An active antimilitarist, she was involved in a number of peace and anti-war organisations. She visited the Greenham Common Women's Peace Camp between 1981 and 2000. In 1981, she was part of a group of women who founded Women Against War in the Gulf, and in response to the Bosnian Yugoslav wars, the group evolved to become Women Against War Crime. From 1993, they began calling the group Women in Black in support of other international peace movement efforts, specifically those taking place in Israel, Italy, and Yugoslavia. She was also involved with Women Against Fundamentalism, the European Forum of Socialist Feminists, and was a member of the Women's International League for Peace & Freedom.

As both an academic and activist, Cockburn presented talks at a number of conferences. In May 2017, she was honoured at the Gender and Peace Conference in Istanbul, and presented the keynote address.

Cockburn was selected to be featured in the British Library project, 'Sisterhood and After', an oral history archive of feminists active in the 1970–1980s.
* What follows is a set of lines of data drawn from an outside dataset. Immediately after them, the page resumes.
PR #617, opened 2019-01-08
Fix Migration Token Generation; Add JSON Content-Type header

joshcanhelp:
### Changes

- Add a check for existing token so it does not get regenerated when the endpoints are turned off, then on again (current behavior is to regenerate without warning, which could unintentionally cause login issues). 
- Add `Content-Type: application/json` header to endpoints that output JSON

**Note:** We added an internal task to add a control to regenerate this token in wp-admin. 

### Testing

- Adjusted existing tests to follow how this setting is handled
- Unable to add unit tests for header output (script `exit`s, making testing impossible)

### Checklist

### DIFF
--- a/lib/WP_Auth0_Routes.php
+++ b/lib/WP_Auth0_Routes.php
@@ -77,6 +77,7 @@ class WP_Auth0_Routes {
 			return false;
 		}
 
+		$json_header = true;
 		switch ( $page ) {
 			case 'oauth2-config':
 				$output = wp_json_encode( $this->oauth2_config() );
@@ -88,7 +89,8 @@ class WP_Auth0_Routes {
 				$output = wp_json_encode( $this->migration_ws_get_user() );
 				break;
 			case 'coo-fallback':
-				$output = $this->coo_fallback();
+				$json_header = false;
+				$output      = $this->coo_fallback();
 				break;
 			default:
 				return false;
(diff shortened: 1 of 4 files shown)


lib/WP_Auth0_Routes.php
```diff
@@ -98,10 +100,27 @@ public function custom_requests( $wp, $return = false ) {
...
 	}
 
+	/**
+	 * Use with the wp_headers filter to add a Content-Type header for JSON output.
+	 *
+	 * @param array $headers - Existing headers to modify.
+	 *
+	 * @return mixed
+	 */
+	public function add_json_header( array $headers ) {
```
joshcanhelp: Needs to be `public` to work with `add_filter()` call

lib/admin/WP_Auth0_Admin_Advanced.php
```diff
@@ -612,6 +612,7 @@ public function migration_ws_validation( array $old_options, array $input ) {
 			return $input;
 		}
 
+		$input['migration_token']    = $this->options->get( 'migration_token' );
```
joshcanhelp: This setting is not typical in that it does not accept an input. The token is generated and then remains in the database (or is received from a [constant](https://auth0.com/docs/cms/wordpress/configuration#php-constant-setting-storage)).

tests/testOptionLoginRedirect.php
```diff
@@ -1,6 +1,6 @@
 <?php
```
joshcanhelp: Renaming test suite

lib/WP_Auth0_Routes.php
```diff
@@ -98,10 +100,27 @@ public function custom_requests( $wp, $return = false ) {
 			return $output;
 		}
 
+		if ( $json_header ) {
```
lbalmaceda: is this OK here or should it go before the `if ($return)` above ?? Maybe the `send_headers()` function might need to be called as well and you missed that (I don't really know)

lib/admin/WP_Auth0_Admin_Advanced.php
lbalmaceda: what if the value is missing/null? When generated I guess this is not the case. But when taking it from a constant value, are you checking this is not null in the "constants reader" logic?

joshcanhelp: If the value is empty/null, then a token gets generated. 

The constant loading populates `$this->options->get()` so that call catches both.

lib/WP_Auth0_Routes.php
joshcanhelp: No need for a header if we're just spitting back the data rather than outputting.

PR #623, opened 2019-01-25
Autoload traits and suppress log output in tests

joshcanhelp:
### Changes

Test suite changes only:

- Autoload traits and classes for test suite
- Pipe `error_log` output to `/dev/null` instead of `STDOUT`
- Minor composer script changes

### Testing

No changes to test coverage.

### DIFF
--- a/tests/bootstrap.php
+++ b/tests/bootstrap.php
@@ -5,6 +5,7 @@
  * @package WP-Auth0
  */
 
+ini_set( 'error_log', '/dev/null' );
 echo 'PHP version: ' . phpversion() . "\n";
 
 $_tests_dir = getenv( 'WP_TESTS_DIR' );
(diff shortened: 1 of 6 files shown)


tests/bootstrap.php
```diff
@@ -5,6 +5,7 @@
  * @package WP-Auth0
  */
 
+ini_set( 'error_log', '/dev/null' );
```
damieng: Does this mean users and CI can no longer report the errors?  Or do they still go somewhere useful as well?

tests/testConstantSettings.php
```diff
@@ -13,7 +13,7 @@
  */
 class TestConstantSettings extends WP_Auth0_Test_Case {
 
-	use domDocumentHelpers;
+	use DomDocumentHelpers;
```
damieng: Did an external dependency change the casing on this?

joshcanhelp: No, was having trouble with the auto-loader picking up the file.

tests/bootstrap.php
joshcanhelp: `error_log` is not tested currently ... or really very useful. It's legacy functionality that still remains in a handful of API calls. We have our own error log in the plugin that reports issues. 

In short: it was not used for testing and would just output needlessly to the console.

On 14 October 2017, the journal Feminist Review celebrated Cockburn's contribution to feminist scholarship by co-hosting an event with the SOAS Centre for Gender Studies and provided free access to a number of her published articles.
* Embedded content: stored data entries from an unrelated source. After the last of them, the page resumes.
PR #676, opened 2019-04-22
Use existing migration token during setup

joshcanhelp:
### Changes

This PR fixes an issue when a migration token exists (set in a constant) but does not get saved to the custom DB scripts. 

### Testing

### Checklist

### DIFF
--- a/lib/initial-setup/WP_Auth0_InitialSetup_Consent.php
+++ b/lib/initial-setup/WP_Auth0_InitialSetup_Consent.php
@@ -170,9 +170,12 @@ class WP_Auth0_InitialSetup_Consent {
 		if ( $should_create_and_update_connection ) {
 
 			if ( $connection_exists === false ) {
-				$migration_token = JWT::urlsafeB64Encode( openssl_random_pseudo_bytes( 64 ) );
-				$operations      = new WP_Auth0_Api_Operations( $this->a0_options );
-				$response        = $operations->create_wordpress_connection(
+				$migration_token = $this->a0_options->get( 'migration_token' );
+				if ( empty( $migration_token ) ) {
+					$migration_token = JWT::urlsafeB64Encode( openssl_random_pseudo_bytes( 64 ) );
+				}
+				$operations = new WP_Auth0_Api_Operations( $this->a0_options );
+				$response   = $operations->create_wordpress_connection(
 					$this->access_token,
 					$this->hasInternetConnection,
 					'fair',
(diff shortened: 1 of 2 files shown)


lib/initial-setup/WP_Auth0_InitialSetup_Consent.php
```diff
@@ -170,9 +170,12 @@ public function consent_callback( $name ) {
 		if ( $should_create_and_update_connection ) {
 
 			if ( $connection_exists === false ) {
-				$migration_token = JWT::urlsafeB64Encode( openssl_random_pseudo_bytes( 64 ) );
-				$operations      = new WP_Auth0_Api_Operations( $this->a0_options );
-				$response        = $operations->create_wordpress_connection(
+				$migration_token = $this->a0_options->get( 'migration_token' );
+				if ( empty( $migration_token ) ) {
+					$migration_token = JWT::urlsafeB64Encode( openssl_random_pseudo_bytes( 64 ) );
```
lbalmaceda: what if this "is empty logic" is part of the `$this->a0_options->get( 'migration_token' );`? would it make sense, can that be done? so that whenever you request it you always obtain a valid value.

tests/testInitialSetupConsent.php
```diff
@@ -204,14 +204,70 @@ public function testThatNewConnectionIsCreatedAndFailedClientGrantRedirects() {
...
+		$this->assertEquals( '/wp-admin/admin.php', $redirect_url['path'] );
+		$this->assertContains( 'page=wpa0-setup', $redirect_url['query'] );
+		$this->assertContains( 'step=2', $redirect_url['query'] );
+		$this->assertContains( 'profile=social', $redirect_url['query'] );
+
+		$this->assertEquals( 'TEST_CLIENT_ID', self::$opts->get( 'client_id' ) );
+		$this->assertEquals( 'TEST_CLIENT_SECRET', self::$opts->get( 'client_secret' ) );
+		$this->assertEquals( 1, self::$opts->get( 'db_connection_enabled' ) );
+		$this->assertEquals( 'TEST_CREATED_CONN_ID', self::$opts->get( 'db_connection_id' ) );
+		$this->assertEquals( 'TEST_MIGRATION_TOKEN', self::$opts->get( 'migration_token' ) );
```
lbalmaceda: Please add a test that asserts that when this token is not set (Empty) a random token (not empty, length >x, etc) is being used. I couldn't find it on this file.

lib/initial-setup/WP_Auth0_InitialSetup_Consent.php
joshcanhelp: We don't really want that to happen. The value needs to be added to a script JS file and added to the Connection so generating one out of the blue would not be helpful. Also, there are times when we need to know if the setting is empty or not. Otherwise, we'd have to add an `has()` method or similar. These tokens are not generated often enough to make that worth it.

tests/testInitialSetupConsent.php
joshcanhelp: See the added line in the test above (which is uses that process)

PR #677, opened 2019-04-24
Add issuer and audience ID token validation

joshcanhelp:
### Changes

Adds issuer and audience ID token validation everywhere ID tokens are used.

### Testing

### Checklist

### DIFF
--- a/lib/WP_Auth0_Id_Token_Validator.php
+++ b/lib/WP_Auth0_Id_Token_Validator.php
@@ -1,0 +1,107 @@
+<?php
+/**
+ * Contains WP_Auth0_Id_Token_Validator.
+ *
+ * @package WP-Auth0
+ *
+ * @since 3.11.0
+ */
+
+/**
+ * Class WP_Auth0_Id_Token_Validator.
+ * Wrapper around JWT::decode() to do additional checks and enforce defaults.
+ */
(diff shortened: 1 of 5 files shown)


lib/WP_Auth0_Id_Token_Validator.php
```diff
@@ -0,0 +1,107 @@
...
+	 * @var string
+	 */
+	protected $id_token;
+
+	/**
+	 * Key to use to verify the signature.
+	 *
+	 * @var bool|string
+	 */
+	protected $key;
```
damieng: Can we call this secret to better indicate it is sensitive?

joshcanhelp: @damieng - This may or may not be secret. In the case of HS256 it is but for RS256 it's a public key from the JWKS.

damieng: Looks like it's only assigned from   

>  		$this->key       = $opts->get_client_secret_as_key();

joshcanhelp: Bad legacy method name. It gets the actual client secret from the database if the token algorithm is set to `HS256` and gets the public key from the JWKS if it's set to `RS256`.

PR #682, opened 2019-05-08
Translate plugin links and remove error log

joshcanhelp:
### Changes

- Update Lock to 11.16
- Translate plugin link text
- Remove plugin link to error log

### References

[Lock v11.16 release](https://github.com/auth0/lock/releases/tag/v11.16.0)


WP_Auth0.php
```diff
@@ -309,19 +309,24 @@ public function a0_register_query_vars( $qvars ) {
 	 */
 	public function wp_add_plugin_settings_link( $links ) {
 
-		$settings_link = '<a href="admin.php?page=wpa0-errors">Error Log</a>';
```
damieng: Looks like error log page is also removed but that PR desc doesn't mention that.  Intentional?

joshcanhelp: @damieng - Yes. I'll add to the description.

PR #694, opened 2019-06-04
Fix migration namespace and callback

joshcanhelp:
### Changes

- Change the namespace used when creating a new custom DB connection
- Remove the check for username on the get user endpoint
- Add `client_id` to the update user API call

### Testing

* [x] This change has been tested on WP 5.2.1

### Checklist

### DIFF
--- a/lib/WP_Auth0_Api_Operations.php
+++ b/lib/WP_Auth0_Api_Operations.php
@@ -84,7 +84,7 @@ class WP_Auth0_Api_Operations {
 				'bareConfiguration'            => array(
 					'endpointUrl'    => site_url( 'index.php?a0_action=' ),
 					'migrationToken' => $migration_token,
-					'userNamespace'  => get_auth0_curatedBlogName(),
+					'userNamespace'  => 'DB-' . get_auth0_curatedBlogName(),
 				),
 			);
 
--- a/lib/WP_Auth0_Routes.php
+++ b/lib/WP_Auth0_Routes.php
@@ -217,9 +217,6 @@ class WP_Auth0_Routes {
 			$username = $_POST['username'];
 
 			$user = get_user_by( 'email', $username );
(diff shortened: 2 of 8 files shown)


lib/WP_Auth0_Api_Operations.php
```diff
@@ -84,7 +84,7 @@ public function create_wordpress_connection( $app_token, $migration_enabled, $pa
 				'bareConfiguration'            => array(
 					'endpointUrl'    => site_url( 'index.php?a0_action=' ),
 					'migrationToken' => $migration_token,
-					'userNamespace'  => get_auth0_curatedBlogName(),
+					'userNamespace'  => 'DB-' . get_auth0_curatedBlogName(),
```
joshcanhelp: This is for new installations and has not been released yet so OK to change.

lib/WP_Auth0_Routes.php
```diff
@@ -217,9 +217,6 @@ protected function migration_ws_get_user() {
 			$username = $_POST['username'];
 
 			$user = get_user_by( 'email', $username );
-			if ( ! $user ) {
```
joshcanhelp: This endpoint is only used to check the email address.

lib/api/WP_Auth0_Api_Change_Email.php
```diff
@@ -66,6 +66,7 @@ public function call( $user_id = null, $email = null ) {
 			->add_body( 'email', $email )
 			// Email is either changed by an admin or verified by WP.
 			->add_body( 'email_verified', true )
+			->add_body( 'client_id', $this->options->get( 'client_id' ) )
```
joshcanhelp: [Recommend by the API docs for this endpoint](https://auth0.com/docs/api/management/v2#!/Users/patch_users_by_id)

PR #706, opened 2019-07-31
Fix widget gravatar and language settings

joshcanhelp:
### Changes

- Fix admin gravatar label not attached to correct input
- Fix gravatar override setting not working
- Fix translation setting not working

Cockburn was widely published in academic journals, including in Feminist Review, Gender & Development,' Journal of Classical Sociology, Peace in Process. She also wrote for The Guardian, Red Pepper, Peace News, IndyMedia UK, and OpenDemocracy.

== Publications ==
Cockburn published a number of academic books including:
- The Local State: Management of Cities and People (1977, Pluto Press)
- In and Against the State (1981, Pluto Press)
- Brothers: Male Dominance and Technical Change (1983, Pluto Press)
- Machinery of Dominance: Women, Men and Technical Know-how (1985, Pluto Press)
- Two-Track Training: Sex Inequalities and the Youth Training Scheme (1987, Macmillan)
- In the Way of Women: Men's Resistance to Sex Equality in Organizations (1991, Macmillan)
- Gender and Technology in the Making (1993, Sage Publications, with Susan Ormrod)
- Bringing Technology Home: Gender and Technology in a Changing Europe (1994, Oxford University Press, with Ruza Furst-Dilic)
- Women in the Europeanizing of Industrial Relations: A Study in Five Member States (1994, European Commission, with Maria Carmen Alemany Gomez, Myriam Bergamaschi, Hildegard Maria Nickel, and Chantal Rogerat)
- The Space Between Us: Negotiating Gender and National Identities in Conflict (1998, Zed Books)
- The Postwar Moment: Militaries, Masculinities and International Peacekeeping (2002, Lawrence and Wishar, with Dubravka Zarkov)
- The Line: Women, Partition and the Gender Order in Cyprus (2004, Zed Books)
- From Where We Stand: War, Women’s Activism and Feminist Analysis (2007, Zed Books)
- Antimilitarism: Political and Gender Dynamics of Peace Movements (2012, Palgrave Macmillan)
- Looking to London: Stories of War, Escape and Asylum (2017, Pluto Press)
Publications by Cockburn have been translated into German, Russian, Turkish, Japanese, Georgian, Bosnian, Serbo-Croat, Bulgarian, Greek, Spanish, Korean, and Catalan.